Original Publish Date: January 9, 2018
“The world breaks everyone, and afterward, some are strong at the broken places.” -- Ernest Hemingway
When in Colorado
Just outside Aspen, Colorado, an elevated system dependent upon variations in tension on a rope that bends and flexes over sheaves and around bullwheels transports trusting passengers 1,500 feet up the side of a mountain. Each of these sky travelers has a front-row seat to the possible danger and calamity that can at any time strike immediately below, but only an observant few notice Aspen Valley Hospital during their journey upward. Fewer still realize this health care facility is an outpatient department of neighboring Aspen Valley Hospital. Located in rural Snowmass Village, Colorado, this tiny adjunct treats most injuries and illnesses that manifest on the mountain, leaving everything else typically handled by an acute care hospital to the main facility eight miles away in Aspen proper. Heedless of weather conditions and current events, Aspen Valley Hospital soldiers on in its commitment to honor the Hippocratic Oath.
Death by Taxes
As it does so, the American health care system finds itself on the defense against yet another partisan attack, this time in the form of a massive tax code overhaul. In the process of implementing record-breaking tax cuts throughout the national economy, the Tax Cuts and Jobs Act effectively eliminates the Individual Mandate provisioned under the Affordable Care Act (the “ACA”). Five years ago, in the seminal decision National Federation of Independent Businesses v. Sebelius, Chief Justice John Roberts and the United States Supreme Court upheld the constitutionality of the ACA’s Individual Mandate. This was not accomplished through the Commerce or Necessary and Proper Clauses of the U.S. Constitution, but rather through Congress’s authority to lay and collect taxes (U.S. CONST., art I, § 8, cl. 1). While not quite the same beast as the repeatedly failed “repeal and replace” challenges the nation’s health care system withstood earlier in 2017, this most recent foray is at least legally proper. The question that still remains, however, is exactly how will health care in the United States change in 2018, when fiscal repercussions end against those Americans who fail to maintain minimum essential health insurance coverage?
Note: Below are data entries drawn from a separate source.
PR #318, opened 2023-03-07
LBS BC upgrades

Naktakala:
Now supports advanced BCs. This is necessary in preparation for supporting preassigned boundary ids.


framework/ChiMesh/SweepUtilities/AngleSet/angleset.cc
```diff
@@ -161,12 +161,13 @@ PsiBndry(uint64_t bndry_map,
...
-      angle_num, cell_local_id, face_num, fi, gs_ss_begin);
+      cell_local_id, face_num, fi, angle_num, g, gs_ss_begin);
 
   if (not surface_source_active)
-    return &ref_boundaries[bndry_map]->zero_boundary_flux[g];
+    return ref_boundaries[bndry_map]->ZeroFlux(g);
 
-  return &ref_boundaries[bndry_map]->boundary_flux[g];
+  return ref_boundaries[bndry_map]->HeterogenousPsiIncoming(
+    cell_local_id, face_num, fi, angle_num, g, gs_ss_begin);
```
zachhardy, line 170: I understand we use the `zero_boundary_flux` because we return a pointer to a double, but is there a better way to do this without having a to have zero vector?

framework/ChiMesh/SweepUtilities/SweepBoundary/boundary_base.cc
```diff
@@ -0,0 +1,37 @@
...
+                        int fi,
+                        int angle_num,
+                        int gs_ss_begin)
+{
+  chi::log.LogAllError()
+    << "HeterogenousPsiOutgoing call made to boundary "
+       "that has no such information.";
+  chi::Exit(EXIT_FAILURE);
+  return nullptr;
+}
```
zachhardy: I was told not to use Base...

framework/ChiMesh/SweepUtilities/SweepBoundary/sweep_boundaries.h
```diff
@@ -11,97 +12,122 @@ namespace chi_mesh::sweep_management
...
 enum class BoundaryType
 {
-  VACUUM                = 0,
-  INCIDENT_HOMOGENOUS   = 1,
-  REFLECTING            = 2,
-  INCIDENT_HETEROGENOUS = 3
+  INCIDENT_VACCUUM                  = 0, ///< Zero for all angles, space
+  INCIDENT_ISOTROPIC_HOMOGENOUS     = 1, ///< One value for all angles, homogenous in space
+  REFLECTING                        = 2, ///< Reflecting boundary condition about a normal
+  INCIDENT_ANISOTROPIC_HETEROGENOUS = 3  ///< Complex different for each angle and face node
```
zachhardy, line 18: What i I have a space-dependent isotropic boundary condition or a space-independent anisotropic boundary condition?

framework/ChiMesh/SweepUtilities/SweepBoundary/sweep_boundaries.h
```diff
@@ -11,97 +12,122 @@ namespace chi_mesh::sweep_management
...
+  std::vector<double> boundary_flux_;
 public:
   explicit
-  BoundaryVacuum(const std::vector<double>& ref_boundary_flux) :
-  BoundaryBase(BoundaryType::VACUUM,ref_boundary_flux)
+  BoundaryVaccuum(size_t in_num_groups,
+                  chi_math::CoordinateSystemType coord_type =
+                    chi_math::CoordinateSystemType::CARTESIAN) :
+    BoundaryBase(BoundaryType::INCIDENT_VACCUUM, in_num_groups, coord_type),
+    boundary_flux_(in_num_groups, 0.0)
```
zachhardy: See my previous comment on `zero_boundary_flux`.

framework/ChiMesh/SweepUtilities/SweepBoundary/sweep_boundaries.h
```diff
@@ -110,39 +136,117 @@ class BoundaryReflecting : public BoundaryBase
...
+    const std::vector<std::pair<double,double>>& quadrature_phi_theta_angles,
+    const std::vector<int>& group_indices)
+  {
+    size_t num_angles = quadrature_angle_indices.size();
+    size_t num_groups = group_indices.size();
+
+    std::vector<double> psi(num_angles * num_groups, 0.0);
+
+    return psi;
+  }
```
zachhardy: We should add a default argument `const double time = 0.0` to this to handle transients.


Is there a reason for returning zeros? Why not make this abstract?

modules/LinearBoltzmannSolvers/A_LBSSolver/Tools/lbs_bndry_func_lua.h
```diff
@@ -0,0 +1,36 @@
...
+    size_t        cell_global_id,
+    int           cell_material_id,
+    unsigned int  face_index,
+    unsigned int  face_node_index,
+    const chi_mesh::Vector3& face_node_location,
+    const chi_mesh::Vector3& face_node_normal,
+    const std::vector<int>& quadrature_angle_indices,
+    const std::vector<chi_mesh::Vector3>& quadrature_angle_vectors,
+    const std::vector<std::pair<double,double>>& quadrature_phi_theta_angles,
+    const std::vector<int>& group_indices) override;
```
zachhardy: We should add a default argument `const double time = 0.0` to this to handle transients.

modules/LinearBoltzmannSolvers/A_LBSSolver/lua/lbs_lua_utils.cc
```diff
@@ -52,6 +52,7 @@ namespace lbs::common_lua_utils
     RegisterNumberValueToTable(VACUUM            ,1,LBSBoundaryTypes);
     RegisterNumberValueToTable(INCIDENT_ISOTROPIC,2,LBSBoundaryTypes);
     RegisterNumberValueToTable(REFLECTING        ,3,LBSBoundaryTypes);
+    RegisterNumberValueToTable(INCIDENT_ANISTROPIC_HETEROGENOUS,4,LBSBoundaryTypes);
```
zachhardy, line 55: See previous comment on these labels.

zachhardy (approved):
Feel free to address any or all of my comments. I would recommend against `BoundaryBase` as that a wise person once told me to avoid using Base in the name...

framework/ChiMesh/SweepUtilities/SweepBoundary/boundary_iso_homo.cc
```diff
@@ -0,0 +1,14 @@
+#include "sweep_boundaries.h"
+
+//###################################################################
+/**Returns a pointer to a heterogenous flux storage location.*/
```
ragusa: the filename has homo which I interpret as homogenous but the comment says heterogenous. I am confused.

framework/ChiMesh/SweepUtilities/SweepBoundary/boundary_vaccuum.cc
```diff
@@ -0,0 +1,14 @@
+#include "sweep_boundaries.h"
+
+//###################################################################
+/**Returns a pointer to a heterogenous flux storage location.*/
```
ragusa, line 4: same about the comment and the filename

tests/Transport_Steady/Transport2D_5PolyA_AniHeteroBndry.lua
```diff
@@ -0,0 +1,190 @@
+-- 2D Transport test with Vacuum and Incident-isotropic BC.
```
ragusa, line 1: thanks for adding a test! I can't wait to use this soon!

framework/ChiMesh/SweepUtilities/AngleAggregation/angleaggregation.cc
```diff
@@ -49,8 +60,8 @@ void chi_mesh::sweep_management::AngleAggregation::ZeroIncomingDelayedPsi()
     {
       auto& rbndry = (BoundaryReflecting&)(*bndry);
 
-      if (rbndry.opposing_reflected)
-        for (auto& angle : rbndry.hetero_boundary_flux_old)
+      if (rbndry.IsOpposingReflected())
```
ragusa, line 63: I looked down two lines below what was shown in the github diff (that is, I looked at line 69) and I do not understand the val = 0. What are those nested loops actually doing?

ragusa (approved):
a few of comments, if you could reply before merging so that I learn something!

framework/ChiMesh/SweepUtilities/SweepBoundary/boundary_base.cc
Naktakala: Very good point. Will change it

framework/ChiMesh/SweepUtilities/SweepBoundary/sweep_boundaries.h
Naktakala: I don't know what you have. Basically the `INCIDENT_ANISOTROPIC_HETEROGENOUS` can be used to emulate both `INCIDENT_VACCUUM` and `INCIDENT_ISOTROPIC_HOMOGENOUS`.

framework/ChiMesh/SweepUtilities/AngleAggregation/angleaggregation.cc
Naktakala: If the simulation has opposing reflected boundary conditions we essentially have a cycle there. One of the boundaries has to break the cycle, store delayed angular fluxes for 
- a particular angle,
- a particular cell,
- a particular face or faces on that cell (not all),
- a set of DOFs

and these need to be iterated on. Because the offsets here can be so irregular, we are just using a N-dimensional array. I am open to ideas if you can think of doing this in a simpler manner.

tests/Transport_Steady/Transport2D_5PolyA_AniHeteroBndry.lua
Naktakala: :-)

framework/ChiMesh/SweepUtilities/SweepBoundary/boundary_iso_homo.cc
Naktakala: Oops. Great catch. Probably copy paste error

framework/ChiMesh/SweepUtilities/SweepBoundary/boundary_vaccuum.cc
Naktakala: Will get it fixed.

framework/ChiMesh/SweepUtilities/AngleSet/angleset.cc
Naktakala: All ears if you find a better way whilst maintaining the cache behavior within the sweep.

framework/ChiMesh/SweepUtilities/SweepBoundary/sweep_boundaries.h
Naktakala: Two very good points

modules/LinearBoltzmannSolvers/A_LBSSolver/Tools/lbs_bndry_func_lua.h
Naktakala: Ditto

framework/ChiMesh/SweepUtilities/SweepBoundary/sweep_boundaries.h
zachhardy: This comment was mainly to highlight that under this option set, you have to have angle-space independence or angle-space dependence, but one dependent and one independent. I understand that with `INCIDENT_ANISOTROPIC_HETEROGENEOUS` you can specify anything.

Naktakala: Not sure I understand the point here?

In a universe where the actuarial resides, eliminating the Individual Mandate is a death sentence that will ultimately collapse the ACA’s fiscal sustainability. In other, more practical realms, a health care system within which younger, healthier patients have no motivation to obtain insurance totally undercuts the already diminishing number of payers to wreak havoc in the form of health insurance premium hikes, necessary or not. The nation’s already depleted health care arsenal against such a response from payers is practically useless, as it is left with only unthinkable options such as the return of preexisting conditions and elimination of premium parity restrictions, the justification for which is either “some lose” or “everyone loses.” This is hardly an enviable position from which to defend itself.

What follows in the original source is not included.